Problem ->
Scan the data below for the string "Reserved". Show every line where it turns up.

====== Supplied records ======

PR #584, opened 2025-12-17
Add frequently asked questions

Sbozzolo:
Collecting some common installation known problems.

### DIFF
--- a/docs/src/faq.md
+++ b/docs/src/faq.md
@@ -71,6 +71,7 @@ Palace version and the example files you're using. Here's how to ensure
 compatibility:
 
  1. Check your Palace version by running `palace --version` in your terminal
+    (if `--version` is supported, if not, check the log of any Palace simulation)
  2. Navigate to the documentation for your specific version using the version selector
  3. Download example files from the GitHub repository at the tag or commit corresponding to your version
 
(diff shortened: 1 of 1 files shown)


docs/src/faq.md
```diff
@@ -0,0 +1,199 @@
...
+The [official documentation](https://awslabs.github.io/palace/stable/) includes
+a version selector at the bottom of the sidebar to help you choose the correct
+documentation version. We generally recommend using the most recent version of
+Palace unless you have specific reasons to use an older version.
+
+The most common cause of errors when running examples is a mismatch between your
+Palace version and the example files you're using. Here's how to ensure
+compatibility:
+
+ 1. Check your Palace version by running `palace --version` in your terminal
```
hughcars, line 73: `--version` was only introduced relatively recently (late in 0.13, so 0.14 is the first one with it). Probably not much of an issue, but can also suggest checking the terminal output for `vX.Y.Z-C-<sha>` or similar for example.

docs/src/faq.md
```diff
@@ -0,0 +1,199 @@
...
+ 3. If such a PR exists, you can track its progress and wait for it to be merged
+
+Once the PR is merged, run the update command shown above to pull the changes to
+your local copy of Spack.
+
+##### Installing Development Versions
+
+If you need the absolute latest version of Palace (including unreleased
+features), you can install the development version directly from the main
+branch:
```
hughcars:
```suggestion
If you need the absolute latest version of Palace (including
features not yet in a released version), you can install the development version directly from the main
branch:
```

PR #604, opened 2026-01-22
Update spack package.py to tagged MFEM, patches sundials

Sbozzolo:
Update to tagged MFEM 4.9. Applies this patch https://github.com/spack/spack-packages/pull/3289.

### DIFF
--- a/CHANGELOG.md
+++ b/CHANGELOG.md
@@ -16,6 +16,9 @@ The format of this changelog is based on
 
 #### New Features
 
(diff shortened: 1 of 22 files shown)


.github/license-check/md.txt
```diff
@@ -1,2 +1,4 @@
-<!--- Copyright Amazon.com, Inc. or its affiliates. All Rights Reserved. --->
```
hughcars, line 1: Ok with the license change, only thing is we want to be sure that format isn't going to cause thrash in future.

PR #610, opened 2026-01-26
MFEM dependency update

hughcars:
Updating the mfem dependency. Requires introducing a bugfix to mfem https://github.com/mfem/mfem/pull/5210 which fixes a bug introduced by https://github.com/mfem/mfem/pull/4028. The memory backing for the DenseMatrix was changed to Array, which has a semantic bug where move assignment would not alter the underlying data. The fix was to force a fallback to copy assignment if the data is not owned, as in such a scenario there can be no theft of the underlying resource.

Update: went for an alternative fix where all operator() assignment into the tensors is removed in favour of using `.Set` rather than rebinding. This isn't very ergonomic/is fairly surprising, but if MFEM doesn't agree with the fix PR, this is the approach we will need going forward.

### DIFF
--- a/spack_repo/local/packages/palace/package.py
+++ b/spack_repo/local/packages/palace/package.py
@@ -149,7 +149,8 @@ class Palace(CMakePackage, CudaPackage, ROCmPackage):
     with when("@0.16:"):
         # +lapack means: use external lapack
         depends_on(
-            "mfem+mpi+metis+lapack cxxstd=17 commit=0e61a94b5f78f80d9514fd7d442a3c2e8f9412f9",
+            # TODO: update to v4.9 == d9d6526cc1749980a2ba1da16e2c1ca1e07d82ec once spack updated
+            "mfem+mpi+metis+lapack cxxstd=17 commit=d9d6526cc1749980a2ba1da16e2c1ca1e07d82ec",
             patches=[
                 "patch_par_tet_mesh_fix_dev.diff",
                 "patch_gmsh_parser_performance.diff",
--- a/cmake/ExternalGitTags.cmake
+++ b/cmake/ExternalGitTags.cmake
@@ -133,7 +133,7 @@ set(EXTERN_MFEM_GIT_BRANCH
   "Git branch for external MFEM build"
 )
 set(EXTERN_MFEM_GIT_TAG
-  "0e61a94b5f78f80d9514fd7d442a3c2e8f9412f9" CACHE STRING
+  "d9d6526cc1749980a2ba1da16e2c1ca1e07d82ec" CACHE STRING
   "Git tag for external MFEM build"
 )
 


spack_repo/local/packages/palace/package.py
```diff
@@ -149,12 +149,10 @@ class Palace(CMakePackage, CudaPackage, ROCmPackage):
     with when("@0.16:"):
         # +lapack means: use external lapack
         depends_on(
-            "mfem+mpi+metis+lapack cxxstd=17 commit=bf1b25d82e232909e1d3aa1f416dbdae9931a550",
+            "mfem+mpi+metis+lapack cxxstd=17 commit=0e61a94b5f78f80d9514fd7d442a3c2e8f9412f9",
```
cameronrutherford: I wonder if @Sbozzolo has thoughts on this given https://github.com/spack/spack-packages/pull/3038/changes isn't quite merged yet.

I think something along the lines of the following is true:

> Every time we update the version of MFEM that works with Palace on develop, this temporarily breaks `spack install palace@develop` for external users until we add another PR into `spack-packages`.

Some potential solutions / thoughts:

1. Force each delta on MFEM version to trigger a new Palace patch version release. This would make it super clear to users that something is changing underneath them between versions.
2. Have some caveat in our repo / packag / docs that "develop may not have the right MFEM patch associated in the `package.py`. Use the local `spack_repo` in Palace in order to get the most up-to-date version to avoid this
3. Accept the slight delay associated with merging something into `spack-packages`, and communicate to users accordingly. Then simply have an MFEM commit associated with each Palace minor version

I am sure there's a sensible resolution to this, but perhaps discussion is warranted. IMO I am in favor of the order above, but also open to other suggestions.

hughcars: I actually believe this PR doesn't actually break develop, develop will just be using the prior mfem point. The changes introduced in the PR right now are backwards compatible. The changes currently on develop are such that we couldn't issue a patch release, without going back and effectively forking at the 0.15.0 release, which is a lot of work for a project where we're more focused on forward velocity, so this should really warrant an 0.16. There is already a pr that @Sbozzolo has on spack that I believe updates a few things.

As you say though, there is an issue that effectively each minor palace version is going to depend on its own mfem commit effectively. Our number of patches is dwindling, but getting it to zero will be tricky. If we moved past that, and had mfem pinned at their minor version releases, i.e. ExternalGitTags is set to them (or uses the tags themselves), then we'd be free of this. The patches would run the risk of being mangled however with each minor version bump, as they are not as intelligently merged as `git merge`. We're then into the spack dependency model, but give up on speed of updates to mfem. I would speculate that we could apply the patches on 4.9, and probably be ok.

cameronrutherford: Okay I think I understand what you are saying. I am satisfied with this direction, and it's good to know that these changes are also backwards compatible as well.

simlapointe (approved):

PR #613, opened 2026-01-28
Embed json schema validator in binary

hughcars:
*Note: this PR is part of a series broadly aimed at refactor config file to make it simpler to use, and drive towards a simpler testing experience. The next two branches in the sequence are `hughcars/config-constructor-conversions` and `hughcars/increased-schema-tests` which will be PR'd staged off of this. The rough model is this PR adds in the validator, the next one removes duplication and the final one is further hardening.* 

This PR introduces a dependency on `json-schema-validator` and uses this to allow checking a config against the schema directly within c++. It avoids the need for a separate tracking of the schema by embedding it within the executable, to avoid the need for file reading. This adds ~30kB to the binary, but makes it effectively self describing. It effectively adds a set of redundant checks, given many of these constraints are checked during json reading, but this will enable a follow up PR that removes these checks whilst simplifying `configfile.hpp` and `configfile.cpp`.

The validation can be done wholesale, where a top level json is provided, or using a keyword, to test only against a subset of the json. Additionally it was necessary to downgrade the schema version we are using, to match what the validator library was capable of, luckily the schema we have is actually already compliant with that version (with 1 tiny exception), so this required minimal changes other than the tag.

The error reporting from the schema follows the documentation `["Key1"]["Key2"]` style of printing, and should also print all errors it finds in the config at once, rather than failing at the first it finds and then erroring out. So a user should get a more complete description of the fixes they need to make, without retrying so much.

The check config github action will eventually become redundant and be removed, but for now I am leaving it in as a follow up PR hardens the schema to cover as much as possible.

- [x] Rebase on main
- [x] Update CHANGELOG with PR number

### DIFF
--- a/palace/utils/iodata.cpp
+++ b/palace/utils/iodata.cpp
@@ -206,8 +206,10 @@ IoData::IoData(const char *filename, bool print) : units(1.0, 1.0), init(false)
     std::string err = ValidateConfig(config);
     if (!err.empty())
     {
-      Mpi::Warning("Configuration file validation failed!\n{}", err);
-      Mpi::Abort(EXIT_FAILURE);
+      Mpi::Warning("{}", err);
+      std::cout << std::flush;  // Flush before abort to avoid clipping the error message
+      Mpi::Barrier();
+      MFEM_ABORT("Configuration file validation failed!");
     }
   }
 


palace/utils/iodata.hpp
```diff
@@ -4,6 +4,8 @@
 #ifndef PALACE_UTILS_IODATA_HPP
 #define PALACE_UTILS_IODATA_HPP
 
+#include <string>
+#include <nlohmann/json_fwd.hpp>
```
Sbozzolo: I think this can be removed as you are using `ValidateConfig` directly.

scripts/schema/Project.toml
Sbozzolo, line 1: Is this file used in any way?

spack_repo/local/packages/palace/package.py
```diff
@@ -65,6 +65,7 @@ class Palace(CMakePackage, CudaPackage, ROCmPackage):
     depends_on("lapack")
     depends_on("zlib-api")
     depends_on("nlohmann-json")
+    depends_on("nlohmann-json-schema-validator@2.4.0:")
```
Sbozzolo, line 68: Do you know that version 2.4.0 specifically is needed?

cmake/EmbedSchema.cmake
```diff
@@ -0,0 +1,92 @@
...
+file(GLOB_RECURSE SCHEMA_FILES "${SCHEMA_DIR}/*.json")
+
+# Mark schema files as configure dependencies so CMake reconfigures when they change
+set_property(DIRECTORY APPEND PROPERTY CMAKE_CONFIGURE_DEPENDS ${SCHEMA_FILES})
+
+# Generate the header file
+set(SCHEMA_HEADER_CONTENT
+"// Auto-generated file - do not edit
+// Generated from scripts/schema/*.json
+// Provides embedded JSON schema strings for runtime config validation without file dependencies.
```
Sbozzolo:
```suggestion
" // Copyright Amazon.com, Inc. or its affiliates. All Rights Reserved.
// SPDX-License-Identifier: Apache-2.0
// Auto-generated file - do not edit
// Generated from scripts/schema/*.json
// Provides embedded JSON schema strings for runtime config validation without file dependencies.
```

cmake/EmbedSchema.cmake
```diff
@@ -0,0 +1,92 @@
...
+  string(APPEND SCHEMA_HEADER_CONTENT
+"inline const char* ${VAR_NAME} = R\"json(
+${FILE_CONTENT})json\";
+
+")
+endforeach()
+
+# Add a map for looking up schemas by path
+string(APPEND SCHEMA_HEADER_CONTENT
+"inline const std::unordered_map<std::string, const char*>& GetSchemaMap()
```
Sbozzolo: Do we want to maybe add an embedded docstring as well?

test/unit/test-schema.cpp
```diff
@@ -0,0 +1,322 @@
...
+
+using json = nlohmann::json;
+using namespace palace;
+
+namespace fs = std::filesystem;
+
+TEST_CASE("Schema Validation - Embedded Schema Matches Source", "[schema][Serial]")
+{
+  // Verify embedded schemas match source files (catches stale builds).
+  std::string schema_dir = fmt::format("{}/../../scripts/schema", PALACE_TEST_DIR);
```
Sbozzolo, line 21: If this is easy, could you check that this works with Spack as well? We might need to be a little bit more careful because of the fact that Spack relocates objects.

Sbozzolo: Actually, this is already tested in CI.

spack_repo/local/packages/palace/package.py
hughcars: We're making use of a feature that wasn't in 2.3, I can't remember exactly the name for it, but it was to do with `$ref` resolution.

cmake/EmbedSchema.cmake
hughcars: I wasn't thinking that users will be opening these header files generated in their build folder, but in theory maybe they'd go looking for them through their IDE.

scripts/schema/Project.toml
hughcars: Accidental commit, sending to the bin.

spack_repo/local/packages/palace/package.py
hughcars: Addressed in 9f6741c0a0779015b381801dadc2c5e4381d129e

palace/utils/iodata.hpp
hughcars: Addressed in 9f6741c0a0779015b381801dadc2c5e4381d129e

cmake/EmbedSchema.cmake
hughcars: Addressed in 9f6741c0a0779015b381801dadc2c5e4381d129e

cmake/EmbedSchema.cmake
hughcars: Addressed in 9f6741c0a0779015b381801dadc2c5e4381d129e

PR #615, opened 2026-01-29
Make IoData quadrature error loud

hughcars:
Some of the stratton chu tests were occasionally missing by 8e-6 rather than 5e-6, when very close to 0.0, in some CI runs on unrelated changes. This PR bumps that tolerance to 1e-5 which should be tight enough. 

Update: setting the quadrature rule to `p_trial` to the value that would be used in the main code path, causes the deviation. The test was using p=1 quadrature, which comes out at second order, compared to 6th order if `p_trial=3` was set. Thus the test was previously effectively underintegrating.

### DIFF
--- a/palace/fem/integrator.cpp
+++ b/palace/fem/integrator.cpp
@@ -13,6 +13,9 @@ namespace fem
 
 int DefaultIntegrationOrder::Get(const mfem::IsoparametricTransformation &T)
 {
+  MFEM_VERIFY(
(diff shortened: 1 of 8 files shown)


Sbozzolo:
Could it be that what you are running into in your #613  is not flakiness, but an actual bug, like the one @phdum-a found regarding the MFEFM gloabls set in `CheckConfiguration`?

======

Task solution ->
-<!--- Copyright Amazon.com, Inc. or its affiliates. All Rights Reserved. --->
" // Copyright Amazon.com, Inc. or its affiliates. All Rights Reserved.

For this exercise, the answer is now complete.